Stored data
PR #573, opened 2024-04-18
bugfix: avoid logging non-200 response and don't publish mesasge when there is error

khorshuheng:
# Description

Currently, empty message might be published when there is non-200 response, or when there is error building the Kafka log. The observation publisher will crash as a result because the consumer currently doesn't handle the scenario when the Kafka message value is null.

# Modifications

- Prevent producing Kafka message when the response code is not 200, or when there is error building the Kafka log.
- Skip message with null message for the observation publisher

# Tests

# Checklist
- [ ] Added PR label
- [ ] Tested locally
- [ ] Updated documentation

# Release Notes

```release-note

```

### DIFF
--- a/api/pkg/inference-logger/logger/mlobs_sink.go
+++ b/api/pkg/inference-logger/logger/mlobs_sink.go
@@ -6,6 +6,7 @@ import (
 	"errors"
 	"fmt"
 	"math/rand"
+	"net/http"
 
 	"google.golang.org/protobuf/types/known/timestamppb"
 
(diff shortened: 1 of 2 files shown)


api/pkg/inference-logger/logger/mlobs_sink.go
```diff
@@ -168,16 +168,18 @@ func (m *MLObsSink) buildNewKafkaMessage(predictionLog *upiv1.PredictionLog) (*k
 
 func (m *MLObsSink) Sink(rawLogEntries []*LogEntry) error {
 	for _, rawLogEntry := range rawLogEntries {
-		if rand.Float64() >= SamplingRate {
+		if rawLogEntry.ResponsePayload.StatusCode != 200 || rand.Float64() >= SamplingRate {
```
tiopramayudi, line 171: nit: better to use `http.StatusOK`

tiopramayudi (approved):
left one comment the rest is LGTM! Thanks @khorshuheng

PR #574, opened 2024-04-19
Add Image Building API

ariefrahmansyah:
# Description

The image building process of the Merlin models and batch prediction jobs are tightly coupled with the serving flow. If the image-building failed, the serving would fail too.

This PR introduces a new Image Building API to trigger the image building process programmatically and separately from the serving flow.

Note that the Swagger, clients, and Python SDK update will be on separate PRs.

# Modifications

1. Add Image Building API which calls the Image Building Service layer
2. Add Image Building Service layer which calls the pkg/image_builder.go

# Tests

# Checklist
- [x] Added PR label
- [x] Tested locally
- [ ] Updated documentation

# Release Notes

```release-note
NONE
```


api/service/version_image_service_test.go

Problem to solve: The reply should restate the records above in full, character for character.

Answer:
PR #573, opened 2024-04-18
bugfix: avoid logging non-200 response and don't publish mesasge when there is error

khorshuheng:
# Description

Currently, empty message might be published when there is non-200 response, or when there is error building the Kafka log. The observation publisher will crash as a result because the consumer currently doesn't handle the scenario when the Kafka message value is null.

# Modifications

- Prevent producing Kafka message when the response code is not 200, or when there is error building the Kafka log.
- Skip message with null message for the observation publisher

# Tests

# Checklist
- [ ] Added PR label
- [ ] Tested locally
- [ ] Updated documentation

# Release Notes

```release-note

```

### DIFF
--- a/api/pkg/inference-logger/logger/mlobs_sink.go
+++ b/api/pkg/inference-logger/logger/mlobs_sink.go
@@ -6,6 +6,7 @@ import (
 	"errors"
 	"fmt"
 	"math/rand"
+	"net/http"
 
 	"google.golang.org/protobuf/types/known/timestamppb"
 
(diff shortened: 1 of 2 files shown)


api/pkg/inference-logger/logger/mlobs_sink.go
```diff
@@ -168,16 +168,18 @@ func (m *MLObsSink) buildNewKafkaMessage(predictionLog *upiv1.PredictionLog) (*k
 
 func (m *MLObsSink) Sink(rawLogEntries []*LogEntry) error {
 	for _, rawLogEntry := range rawLogEntries {
-		if rand.Float64() >= SamplingRate {
+		if rawLogEntry.ResponsePayload.StatusCode != 200 || rand.Float64() >= SamplingRate {
```
tiopramayudi, line 171: nit: better to use `http.StatusOK`

tiopramayudi (approved):
left one comment the rest is LGTM! Thanks @khorshuheng

PR #574, opened 2024-04-19
Add Image Building API

ariefrahmansyah:
# Description

The image building process of the Merlin models and batch prediction jobs are tightly coupled with the serving flow. If the image-building failed, the serving would fail too.

This PR introduces a new Image Building API to trigger the image building process programmatically and separately from the serving flow.

Note that the Swagger, clients, and Python SDK update will be on separate PRs.

# Modifications

1. Add Image Building API which calls the Image Building Service layer
2. Add Image Building Service layer which calls the pkg/image_builder.go

# Tests

# Checklist
- [x] Added PR label
- [x] Tested locally
- [ ] Updated documentation

# Release Notes

```release-note
NONE
```


api/service/version_image_service_test.go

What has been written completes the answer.